═══ MATERIAL FOR THIS TASK ═══

Issue #4970, opened 2021-10-28
Add support for recursively deleting subentries


antbob:
**Is your feature request related to a problem? Please describe.**
If a parent entries contains any subentry object children there is no way to recursively delete such entry because neither the Subentries Control [1.3.6.1.4.1.4203.1.10.1] (used by OpenLDAP's ldapdelete) nor Tree Delete Control [1.2.840.113556.1.4.805] are supported and so the only resort is to delete such subentries first 1 by 1 before their parent entry can be deleted.

**Describe the solution you'd like**
Implementing support for Subentries Control [1.3.6.1.4.1.4203.1.10.1] as per RFC3676 should be pretty easy and straightforward and would allow OpenLDAP's ldapdelete pruning iteration to work properly.

Implementing support for Tree Delete Control [1.2.840.113556.1.4.805] as per draft-armijo-ldap-treedelete-02 is a bit more involved however it can be extremely useful for recursive delete operations on large subtrees mainly due to performance considerations.

Ideally it would be nice to have both implemented of course.

**Describe alternatives you've considered**
Currently the only alternative I know of is to grab the list of subentry objects DNs with ldapsearch and then feed them to ldapdelete with some slicing and dicing in between so those DNs are acceptable.

**Additional context**
N/A

jchapma:
Need more info from Anton, is this a nice to have feature or is it a request from someone.

antbob:
@jchapma just a nice to have features for a modern directory server. to give you some context this request in particular came about due to RHDS production use and running into issue of having to manually delete a bunch of sub-entries and while in this specific case the workaround was ok as there were around only 50+ subentries to deal with and it was more or less a one off thing in other scenarios it would be very beneficial to have these features for the reasons i have described.

antbob:
Something I forgot to link here is that OpenLDAP ldapdelete currently has a bug where it fails in some cases. I have filed this ITS and submitted a patch to address it as well https://bugs.openldap.org/show_bug.cgi?id=9737 then I totally forgot about it but it looks like it got picked up by Howard over there so hopefully a fix will land eventually.

mreynolds389:
> Something I forgot to link here is that OpenLDAP ldapdelete currently has a bug where it fails in some cases. I have filed this ITS and submitted a patch to address it as well https://bugs.openldap.org/show_bug.cgi?id=9737 then I totally forgot about it but it looks like it got picked up by Howard over there so hopefully a fix will land eventually.

[...]

PR #4985, opened 2021-11-04
Issue 4970 - Add support for recursively deleting subentries

antbob:
Bug Description:

Currently LDAP Subentries Control [1.3.6.1.4.1.4203.1.10.1] (used by OpenLDAP's ldapdelete among others)
is not implemented so any LDAP client attempting to use it would fail.

Fix Description:

This patch implements LDAP Subentries Control support in accordance with RFC 3672 on the server side.
On the client side OpenLDAP client tools already support this control.

relates: https://github.com/389ds/389-ds-base/issues/4970

Author: antbob

Reviewed by: ???


antbob:
Some additional comments related to this patch.

I see some replication tests failures, potentially they could be related to this patch but please check if those are something that you might have seen before and thus unrelated eg timing or setup issues.

I did do some basic manual testing but did not write any unit tests. The main reason is that I cannot get your test setup to work on my local machine. Perhaps the instructions I found are outdated ? Also writing unit tests would be a bit more involved in this case because I'm not familiar with pytest and also python-ldap does not support subentries control either so it would need a custom one tho it should be easy to do.

So I'm leaving this patch as is for now just to see if you are ok with general approach taken and if so then we can take it from there I guess.

mreynolds389:
Yeah I'm seeing the same regressions caused by this PR.  Obviously this is messing up how the RUV tombstone entry is behaving.  I suggest adding some debug logging to figure out why it's failing and run some of the failing tests like so:

cd 389-ds-base/dirsrvtests/tests/suites/replication

# sudo DEBUGGING=true py.test ./acceptance_test.py::test_modrdn_entry

If you need help running the tests just let us know.  Thanks!

antbob:
@mreynolds389 I'm getting this

E               subprocess.CalledProcessError: Command '['/opt/dirsrv/bin/pwdhash', 'Zkry5y2EzPXlaUV11cZcf.iy5yLXdKgKDJKPf3luiNNTwWmm1q9jUsaA1Ao3KHax8']' returned non-zero exit status 1.

running /opt/dirsrv/bin/pwdhash manually yields this

/opt/dirsrv/bin/pwdhash Zkry5y2EzPXlaUV11cZcf.iy5yLXdKgKDJKPf3luiNNTwWmm1q9jUsaA1Ao3KHax8
The plugin entry [cn=PBKDF2,cn=Password Storage Schemes,cn=plugins,cn=config] in the configfile /opt/dirsrv/share/dirsrv/data/template-dse.ldif was invalid.  Failed to load plugin's init function.

antbob:
@mreynolds389  and if i remove related entries from ldif then pwdhash would just crash like this

Process 3079625 (pwdhash) of user 0 dumped core.

Stack trace of thread 3079625:
#0  0x0000000000402657 main (pwdhash + 0x2657)
#1  0x00007f8bfeac1b75 __libc_start_main (libc.so.6 + 0x27b75)
#2  0x00000000004027ae _start (pwdhash + 0x27ae)

and this is from gdb

#0  0x0000000000402657 in main (argc=2, argv=0x7fffc42e2278) at ldap/servers/slapd/tools/pwenc.c:230

any suggestions ?!

mreynolds389:
@antbob how are you producing this crash?  Is this when you run the py.test command I suggested?  

Looks like you are using a PREFIX build, which I never personally use.  So I think you need to provide "PREFIX=/opt" to py.test.  Sometimes turning off selinux helps with the CI tests, but I haven't had to do that in a while.

Maybe @tbordaz might have some suggestions as he uses PREFIX builds.

vashirov:
I get this on builds *without* Rust:
```
The plugin entry [cn=PBKDF2,cn=Password Storage Schemes,cn=plugins,cn=config] in the configfile /usr/share/dirsrv/data/template-dse.ldif was invalid.  Failed to load plugin's init function.
```

antbob:
@mreynolds389  with 'sudo DEBUGGING=true py.test ./acceptance_test.py::test_modrdn_entry' you suggested.

this is not a prefix build. i have tried using prefix build before and it failed horribly with god knows what. so this one is done like this

make clean
make distclean
./autogen.sh
./configure
make && make install

then run pytest. i have even tried doing rpm build and re-installing rpms it produced just to see if that might help but it did not.

i also spoke to Thierry about prefix builds and he said hes not doing them anymore bc they are broken.

antbob:
@vashirov how do you resolve it ?

vashirov:
I think it's a regression from a1680a2b89239ac03a46c9bfe5898c1b52ab3be6. It added password storage schemes to dse.ldif template which use libpwdchan-plugin written in Rust.

antbob:
@vashirov thanx! i did configure --enable-rust and pytest is slowly crawling now, will see how it goes.

mreynolds389:
Another issue is that "make install" does not build rust.  You have to build the rpms using:

make -f rpm.mk  rpms

If this fails to build because of rust failures then do:

make -f rpm.mk update-cargo-dependencies download-cargo-dependencies rpms
  

Guess we need a need ticket for "make" to do the rust stuff too.  But for me this all works as of today, but I think I start with a proper rpm (with rust) and when I run "make install" it does not break anything.

Now as for PREFIX builds, your output shows its looking for "/opt/dirsrv/bin/pwdhash", but on my system its "/usr/sbin/pwdhash".  So it looks like you are using a prefix build...

antbob:
@mreynolds389 if i run make clean make distclean and then autogen and configure without a prefix why would it do a prefix build ? in any case i have never used '/opt/dirsrv' as prefix ever so i have no idea where that comes from. spooky remnants of Halloween most likely.

vashirov:
I think some of the autotools artifacts are not removed completely. Try to nuke them with `git clean -fxd`.

antbob:
@vashirov yeah i have noticed that, it doesnt remove some stuff that got generated from .in but /opt/dirsrv is some sort of default prefix for some reason. this is is your configure.ac file:

# the default prefix - override with --prefix or --with-fhs
AC_PREFIX_DEFAULT([/opt/$PACKAGE_NAME])

# If we have no prefix specified, we need to fix the prefix variable.
# If we don't what happens is $prefixdir ends up as NONE, and then
# later configure changes $prefix to $ac_default_prefix underneath us.
if test "$prefix" = "NONE"; then
    prefix=$ac_default_prefix
fi

and the PACKAGE_NAME defined to be 'dirsrv'.

antbob:
Thanx for your help with build/test stuff guys! I have finally managed to run those tests properly with right binaries and figure what the problem was.

Apparently you have tombstones implemented as normal entries and not subentries and that is why you have to do explicit filtering for them. So that is fixed now in the patch and all replication acceptance tests pass now.

antbob:
Added some unit tests for subentries. The tests are mostly working fine for me now however some are failing badly with 'server down' type errors which seems to be related to my hostname lookups and i dunno why it happens to some tests and not others. The whole suite tests take about 3 hours to complete on my laptop so i'm not very keen on re-running them locally. The test framework seems quite inefficient as it setups/tearsdown for ?each test? instead of quick cleanup which should suffice in most cases but i digress. Anyways, please check it out if you can kick another test run on a proper build machine to see if there are any further regressions from this patch.

dirsrvtests/tests/suites/subentries/subentries_test.py
```diff
@@ -0,0 +1,201 @@
+# --- BEGIN COPYRIGHT BLOCK ---
+# Copyright (C) 2021 RED Hat, Inc.
```
vashirov: nit: capitalization

dirsrvtests/tests/suites/subentries/subentries_test.py
```diff
@@ -0,0 +1,201 @@
...
+from lib389._constants import *
+from lib389.topologies import topology_st as topo
+from lib389.idm.user import UserAccount, UserAccounts
+
+log = logging.getLogger(__name__)
+
+pytestmark = pytest.mark.tier0
+
+"""
+This BooleanControl class is taken from python-ldap,
```
vashirov, line 29: I think it would be better to put it in https://github.com/389ds/389-ds-base/blob/master/src/lib389/lib389/_controls.py in case we'll want to use it for lib389/ds* tools, until the fixed version of python-ldap appears in distros.

dirsrvtests/tests/suites/subentries/subentries_test.py
```diff
@@ -0,0 +1,201 @@
...
+import ldap
+from ldap.controls import LDAPControl
+from lib389.utils import *
+from lib389._constants import *
+from lib389.topologies import topology_st as topo
+from lib389.idm.user import UserAccount, UserAccounts
+
+log = logging.getLogger(__name__)
+
+pytestmark = pytest.mark.tier0
```
vashirov, line 26: I'd also add a skipif mark for tests to avoid running it on versions that don't support this control (see https://github.com/389ds/389-ds-base/blob/master/src/lib389/lib389/rootdse.py).

dirsrvtests/tests/suites/subentries/subentries_test.py
```diff
@@ -0,0 +1,201 @@
...
+        user1 = user.create_test_user(uid=i)
+
+    # Add subentries.
+    user = UserAccounts(topo.standalone, DEFAULT_SUFFIX)
+    for i in range(nentries, nentries * 2):
+        user1 = user.create_test_user(uid=i)
+        user1.add("objectclass", "ldapsubentry")
+
+    # Test normal entries first.
+    search_filter = "(objectclass=inetorgperson)"
```
vashirov: I believe this test can be parametrized on search_filter and request_ctrl. 
We have some examples in [paged results test](https://github.com/389ds/389-ds-base/blob/master/dirsrvtests/tests/suites/paged_results/paged_results_test.py).

vashirov (commented):
I've reviewed only the python part, see my comments there.
IIRC, large chunk of time at setup/teardown was SELinux labeling/relabeling ports. This should help a bit by prelabeling ports that are used for tests:
```
semanage port -a -t ldap_port_t -p tcp 38900-39299
semanage port -a -t ldap_port_t -p tcp 63600-63999
``` 

Constant setup/teardown provides a huge benefit: tests can be run isolated and in parallel (we used them this way for GH actions). Cleanups can be done via pytest fixtures. You can have topology set up for the test module once and run setup/cleanup fixtures for each test function in the module.

Believe me, this is way better than troubleshooting TET where most of the test suites used one default instance. I still get PTSD flashbacks from that :D

dirsrvtests/tests/suites/subentries/subentries_test.py
antbob: I sent a pull request to python-ldap, see https://github.com/python-ldap/python-ldap/pull/441 so hopefully this wont be necessary.

dirsrvtests/tests/suites/subentries/subentries_test.py
antbob: That should teach me not to copy paste existing copyright notices ;)

dirsrvtests/tests/suites/subentries/subentries_test.py
antbob: done

dirsrvtests/tests/suites/subentries/subentries_test.py
antbob: It sure can be and its gonna be neat and compact but i dont feel its worth a stretch in this unit test. If you feel strongly about it feel free to chip in and redo it however you see fit, kept patch changes flag allowed.

dirsrvtests/tests/suites/subentries/subentries_test.py
vashirov: I don't see the change, was the new commit pushed?

dirsrvtests/tests/suites/subentries/subentries_test.py
vashirov: That's fine for me, thanks.

antbob:
@vashirov Thanx for review! Just ti make sure I do things correctly wrt yr comments. I realized that for pytest.mark.skipif it would need to create a new instance, start it, test skip condition then stop/teardown the instance. Is this really needed ? Are you really gonna run this test on previous versions ? And if so is there a better, read more efficient way, to perform this check eg inside the unit test there is already an instance so can it be checked and skipped from there instead ? I cant seem to find a single example with LDAP controls that does a similar check.

antbob:
@vashirov jfyi, without skip test check the test completes in ~10 seconds, with skip check ~20 seconds so thats the reason i'm asking. btw you have mentioned these tests can run in parallel, how can i take advantage of that ? is there a flag or something to go parallel ? like i have mentioned before it took ~3 hours for my laptop to go thru suites tests which is not fun.

antbob:
@vashirov oh, one more thing, sorry for barrage of questions btw, you dont seem to have any existing LDAP subentry tests, at least no direct ones so maybe it would make sense to split my test into pure subentries part and subentries control part and the skip test would only apply to the later ? (altho it would still run 2x slower).

vashirov:
> Just ti make sure I do things correctly wrt yr comments. I realized that for pytest.mark.skipif it would need to create a new instance, start it, test skip condition then stop/teardown the instance. Is this really needed ?

> oh, one more thing, sorry for barrage of questions btw, you dont seem to have any existing LDAP subentry tests, at least no direct ones so maybe it would make sense to split my test into pure subentries part and subentries control part and the skip test would only apply to the later ? (altho it would still run 2x slower).

This is where parametrized tests would be handy: 2 of the tests that explicitly require subentries control would be skipped ( `pytest.skip` can be called in the test function body), but the rest would be executed. Splitting tests in 2 test functions also should work.

For such small number of cases this (creating an instance just to skip the tests) might be an overkill. Another way is to check for DS version (see usage of `ds_is_older` in the tests), *but* it's a hit or miss depending on the downstream patch level version. And we often see in the downstream testing that tests fail only because the version is slightly different, it takes some time to troubleshoot and verify. So if it only takes 10s overhead to check if the server *definitely* supports this control, I'm gladly taking that.

> btw you have mentioned these tests can run in parallel, how can i take advantage of that ? is there a flag or something to go parallel ? like i have mentioned before it took ~3 hours for my laptop to go thru suites tests which is not fun.

You can enable GH Actions on your fork. We generate matrix of tests based on the filesystem structure:
https://github.com/389ds/389-ds-base/blob/master/.github/workflows/pytest.yml#L21-L23
So every test suite receives its own VM/container to run in parallel. It takes about 40 mins to complete the tests here (17 of which is building rpms). 
 
I used to run tests in containers in parallel on my machine, but it was a CPU/RAM hog, so I delegated that to GH :) 

And no worries, these are good questions, keep them coming :)

vashirov:
@antbob, thank you, really appreciated! If you don't mind, I will modify the test a bit to use fixtures and @pytest.mark.parametrize.

antbob:
@vashirov Thanx and sure, go for it! Like I said I flagged this to allow modifications. Same goes for C code.

vashirov:
@antbob, I've applied changes to the test.

dirsrvtests/tests/suites/subentries/subentries_test.py
```diff
@@ -58,156 +54,108 @@ def encodeControlValue(self):
...
+            # Search for normal entries
+            (search_entries, False, None, nentries, False),
+            # Search for subentries
+            (search_subentries, False, None, nentries, True),
+            # Search for normal entries and subentries
+            (f'(|{search_entries}{search_subentries})', False, None,
+                nentries * 2, None)
+        ]
+
+@pytest.mark.parametrize('search_filter, use_control, controlValue,'\
```
antbob, line 110: i see what you really meant by parametrizing now. thats much neater altho it would add/delete the same entries for each invokation scenario.

dirsrvtests/tests/suites/subentries/subentries_test.py
```diff
@@ -58,156 +54,108 @@ def encodeControlValue(self):
...
+        request_ctrl = None
+
+    entries = topo.standalone.search_ext_s("ou=people," +
+        DEFAULT_SUFFIX,
+        ldap.SCOPE_SUBTREE,
+        search_filter,
+        serverctrls=request_ctrl)
+
+    assert len(entries) == expected_nentries
+    if expected_subentries:
```
antbob: it need to test that normal entries are not subentries too so the 'not in' check you have removed is actually needed to test this functionality properly.

antbob (commented):
Cool, thanx for doing this! This is much neater but there is a problem with some logic you have removed, see comments.

dirsrvtests/tests/suites/subentries/subentries_test.py
vashirov: The scope of the `setup_test_entries` fixture is "module", so the entries are created at the beginning of the first test that uses it in the module and removed only after the last one. In case of the parametrized test case, fixture is not executed on each new parameter. You can check the access logs to see what I mean.

dirsrvtests/tests/suites/subentries/subentries_test.py
vashirov: You're right, I'll add the missing logic.

dirsrvtests/tests/suites/subentries/subentries_test.py
antbob: ah ok, thats good then and i'm sorry i'm just not familiar with pytest at all and this is literally my 1st time looking into it.

Firstyear:
@mreynolds389 @vashirov Is there anything else that needs to be done here?

vashirov:
@antbob, not sure if you've seen it, but I pushed the change to add missing logic to the test. Let me know if you're happy with it. And if yes, please rebase to to the latest master, squash commits into one and update the commit message. Thanks!

@Firstyear, besides that the only concern was issues with `test_modrdn_entry` test, but looks like it is resolved now. But I'll let @mreynolds389 to say the final word :)

mreynolds389:
Tests are passing, ASAN appears to be passing as well:

==3665003==LeakSanitizer has encountered a fatal error.
==3665003==HINT: For debugging, try setting environment variable LSAN_OPTIONS=verbosity=1:log_threads=1
==3665003==HINT: LeakSanitizer does not work under ptrace (strace, gdb, etc)

I am using those LSAN options so this might be okay?

Anyway, Ack.

antbob:
@mreynolds389 that LSAN message is kinda confusing and it most likely means LSAN itself cannot ptrace. it needs ptrace to do the leak check on the process. make sure your selinux stuff allows that. it needs

getsebool deny_ptrace --> off AND sysctl kernel.yama.ptrace_scope --> 0

otherwise it cant ptrace and thinks its under another ptrace or debugger hence the error message.

antbob:
@vashirov sorry, just catching up on this. anyways, i did a rebase and squashed everything into a single commit and hopefully didnt screw it up too bad in the process :) if you need anything else done on my side just gimme a shout.

vashirov:
@antbob, hey, no worries. 
I see that your PR contains additional 17 commits on top of your squashed commit, so something did gone wrong.

vashirov:
Thanks, now the branch looks good! I kicked off the tests. Once they're done, we can merge this.

mreynolds389 (approved):
LGTM

Firstyear:
@mreynolds389 We need to do the merge for them.

antbob:
Thank you everyone for all your help and reviews, really stocked to see this landing!

PR #4988, opened 2021-11-05
Use local_simple_allocate in dsctl so that isLocal is always set properly

spike77453:
This changes the method that's used to allocate an instance in `dsctl`.  
Assuming `dsctl` is always used to manage local instances (hope that's correct) `local_simple_allocate` seems to be the right method to call. It (among other things) ensures that `isLocal` is always set properly (see also #4959)

### DIFF
--- a/src/lib389/cli/dsctl
+++ b/src/lib389/cli/dsctl
@@ -155,7 +155,7 @@ if __name__ == '__main__':
             log.error("Unable to access instance information. Are you running as the correct user? (usually dirsrv or root)")
         sys.exit(1)
 
-    inst.allocate(insts[0])
+    inst.local_simple_allocate(insts[0]['server-id'])
     log.debug('Instance allocated')
 
     try:


Firstyear:
I agree, this is the right thing to do. @droideck @mreynolds389 ?

droideck (approved):
Looks good!

When I try to run 'dsctl' locally with just an instance name, I get this now:

```
DEBUG: Allocate local instance <class 'lib389.DirSrv'> with None
DEBUG: Instance allocated
```

Instead of this:

```
DEBUG: Allocate <class 'lib389.DirSrv'> with None
DEBUG: Allocate <class 'lib389.DirSrv'> with b'www.example.com':636
DEBUG: Allocate <class 'lib389.DirSrv'> with b'www.example.com':636
DEBUG: Instance allocated
```

mreynolds389:
We do need to merge this, but the commit message needs to comply with our guidelines:   

@spike77453 can you please amend the "git commit" message to follow these guidelines?  Then we will merge it, thanks!

mreynolds389:
Thanks @spike77453, merging...

Issue #4992, opened 2021-11-08
slapd-socket incorrect in container.


Firstyear:
It looks like a recent fix has actually fixed our slapd ldapi socket handling in dscontainer, which exposed a mismatch in the dscontainer config. This fixes that behaviour.

Firstyear:
```
To github.com:389ds/389-ds-base.git
   d051255a1..9c2815dc3  389-ds-base-2.0 -> 389-ds-base-2.0
   0ebb39e05..05b0adcb6  389-ds-base-1.4.4 -> 389-ds-base-1.4.4
```

PR #4993, opened 2021-11-08
4992 fix slapd socket

Firstyear:
Issue 4992 - BUG - slapd.socket container fix

    Bug Description: A recent fix exposed that we were incorrectly
    setting the container socket for ldapi.

    Fix Description: Correct this to be consistent.

    fixes: https://github.com/389ds/389-ds-base/issues/4992

    Review by: ???


Firstyear:
This depends on https://github.com/389ds/389-ds-base/issues/4984 so we should wait for that, then I'll rebase it to be a correct merge.

droideck (approved):
LGTM!

PR #5003, opened 2021-11-14
Ensure prop dictionary only contains strings

spike77453:
https://github.com/389ds/389-ds-base/blob/829ea4113fee15f9bf5779734f9d2ddf0281e49b/src/lib389/lib389/__init__.py#L559

Since `self.ldapi_enabled` is a bytes object, `self.ldapi_enabled == 'on'` will be `False` even if `self.ldapi_enabled` is `b'on'`. Bytes objects need to be decoded before comparing them to strings.

### DIFF
--- a/src/lib389/lib389/__init__.py
+++ b/src/lib389/lib389/__init__.py
@@ -696,7 +696,7 @@ class DirSrv(SimpleLDAPObject, object):
             ldifconn = LDIFConn(filename)
             configentry = ldifconn.get(DN_CONFIG)
             for key in args_dse_keys:
-                prop[key] = configentry.getValue(args_dse_keys[key])
+                prop[key] = ensure_str(configentry.getValue(args_dse_keys[key]))
                 # SER_HOST            (host) nsslapd-localhost
                 # SER_PORT            (port) nsslapd-port
                 # SER_SECURE_PORT     (sslport) nsslapd-secureport


spike77453:
Thinking about this some more, it might be a good idea to make all values of the `args` dictionary stings, instead of some of them being bytes and some being strings. So maybe changing

https://github.com/389ds/389-ds-base/blob/829ea4113fee15f9bf5779734f9d2ddf0281e49b/src/lib389/lib389/__init__.py#L699

to `prop[key] = configentry.getValue(args_dse_keys[key]).decode()` is the more sane approach?

Firstyear:
We have a wrapper for this that's python2/3 compaible for lol reasons. I think it's ensure_str or ensure_bytes which you can use to wrap the getValue.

═══

**INSTRUCTIONS TO FOLLOW**:
Your answer should consist of every line from the entries that holds "plugins".

**ANSWER SECTION**:
The plugin entry [cn=PBKDF2,cn=Password Storage Schemes,cn=plugins,cn=config] in the configfile /opt/dirsrv/share/dirsrv/data/template-dse.ldif was invalid.  Failed to load plugin's init function.
The plugin entry [cn=PBKDF2,cn=Password Storage Schemes,cn=plugins,cn=config] in the configfile /usr/share/dirsrv/data/template-dse.ldif was invalid.  Failed to load plugin's init function.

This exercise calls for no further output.